This package makes it easy to calculate monadic spatial weights. Its focus is on weights in time-series cross-sectional data. It can find spatial weights and test statistics for spatial autocorrelation (Moran's I) on a per-time interval basis. It can be important to test for spatial autocorrelation on a per-time interval basis in order to assess if a spatial autocorrelation process is temporally bounded.
Here is a simple example with fake data with spatial clustering:
library(spatialWeights)
# Create fake time series data
faked1 <- expand.grid(ID = letters, year = 2010:2015)
faked1$located_continuous <- nrow(faked1):1
faked1$y <- nrow(faked1):1 - 200
# Find weights for continuous data
df_weights_cont1 <- monadic_spatial_weights(df = faked1, id_var = 'ID',
time_var = 'year',
location_var = 'located_continuous',
y_var = 'y', mc_cores = 1)
## Continuous location variable detected. Proximity found using method = euclidean.
## 2010: Moran's I p-value: <2e-16
## 2011: Moran's I p-value: <2e-16
## 2012: Moran's I p-value: <2e-16
## 2013: Moran's I p-value: <2e-16
## 2014: Moran's I p-value: <2e-16
## 2015: Moran's I p-value: <2e-16
head(df_weights_cont1)
## ID year sp_wght_located_continuous_y
## 1 a 2010 -19825
## 2 b 2010 -18444
## 3 c 2010 -17153
## 4 d 2010 -15954
## 5 e 2010 -14849
## 6 f 2010 -13840
Unlike in the first example, the units in the following data are independent of one another, i.e. not spatially clustered.
# Create fake time series data
faked2 <- expand.grid(ID = letters, year = 2010:2015)
faked2$located_continuous <- rnorm(nrow(faked2))
faked2$y <- nrow(faked2):1 - 200
# Find weights for continuous data
df_weights_cont2 <- monadic_spatial_weights(df = faked2, id_var = 'ID',
time_var = 'year',
location_var = 'located_continuous',
y_var = 'y', mc_cores = 1)
## Continuous location variable detected.

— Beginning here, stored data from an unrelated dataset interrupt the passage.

PR #278, opened 2022-07-13
Closes #277

### LINKED ISSUE #277: Rules methods cleanup: NextBestInfTheory

To do:

- [x] Revise documentation
  - [x] Replace `##'` by `#'`
  - [x] Add to `pkgdown.yml`
- [x] Add unit tests
  - [x] For classes:
  - [x] For functions: as usual
- [x] Refactor as needed
  - [x] Remove `keywords` tags
  - [x] For classes:

wwojciech:
Closes #277

### DIFF
--- a/R/helpers_rules.R
+++ b/R/helpers_rules.R
@@ -6,14 +6,19 @@
 #' divergence as given by equation in (7) in the reference at
 #' https://doi.org/10.1002/sim.8450.
 #'
-#' @param prob (`numeric`)\cr probability of a DLT occurring.
-#' @param target (`numeric `)\cr target probability of a DLT.
+#' @param prob (`numeric`)\cr vector or matrix with probabilities of a DLT occurring.
+#' @param target (`number `)\cr single target probability of a DLT.
 #' @param asymmetry (`number`)\cr describes the rate of penalization
 #'   for overly toxic does, range 0 to 2.
 #'
 #' @export
 #' @examples
-#' h_info_theory_dist(c(0.5, 0.2), c(0.5, 0.1), 1.2)
+#' h_info_theory_dist(c(0.5, 0.2), 0.4, 1.2)
 h_info_theory_dist <- function(prob, target, asymmetry) {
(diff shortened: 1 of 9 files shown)


tests/testthat/test-helpers_rules.R
```diff
@@ -1,11 +1,38 @@
...
+    h_info_theory_dist(0.2, c(0.4, 0.5), 1.2),
+    "Assertion on 'target' failed: Must have length 1."
+  )
+  expect_error(
+    h_info_theory_dist(0.2, 0.4, c(1.2, 1.6)),
+    "Assertion on 'asymmetry' failed: Must have length 1."
+  )
+})
+
+test_that("h_info_theory_dist trhows the error for wrong asymmetry", {
```
danielinteractive, line 33:
```suggestion
test_that("h_info_theory_dist throws the error for wrong asymmetry", {
```

R/helpers_rules.R
```diff
@@ -6,14 +6,19 @@
...
-#' @param target (`numeric `)\cr target probability of a DLT.
+#' @param prob (`numeric`)\cr vector or matrix with probabilities of a DLT occurring.
+#' @param target (`number `)\cr single target probability of a DLT.
 #' @param asymmetry (`number`)\cr describes the rate of penalization
 #'   for overly toxic does, range 0 to 2.
 #'
 #' @export
 #' @examples
-#' h_info_theory_dist(c(0.5, 0.2), c(0.5, 0.1), 1.2)
+#' h_info_theory_dist(c(0.5, 0.2), 0.4, 1.2)
```
danielinteractive, line 16: Makes sense, I guess the example worked before too because of vector calculations

danielinteractive (approved):
nice work, thanks @wwojciech !

R/helpers_rules.R
wwojciech: Yap, but I think at the moment we need to to be more secure rather than some extra flexibility, never used :)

Proximity found using method = euclidean.
## 2010: Moran's I p-value: 0.659
## 2011: Moran's I p-value: 0.951
## 2012: Moran's I p-value: 0.369
## 2013: Moran's I p-value: 0.335
## 2014: Moran's I p-value: 0.435
## 2015: Moran's I p-value: 0.354
By default monadic_spatial_weights
creates a spatially lagged variable. Using the arguement tlsl = TRUE
will lag this variable in time by one period creating an additional time lag spatial lag. For example:
# Create fake time series data
faked1 <- expand.grid(ID = letters, year = 2010:2015)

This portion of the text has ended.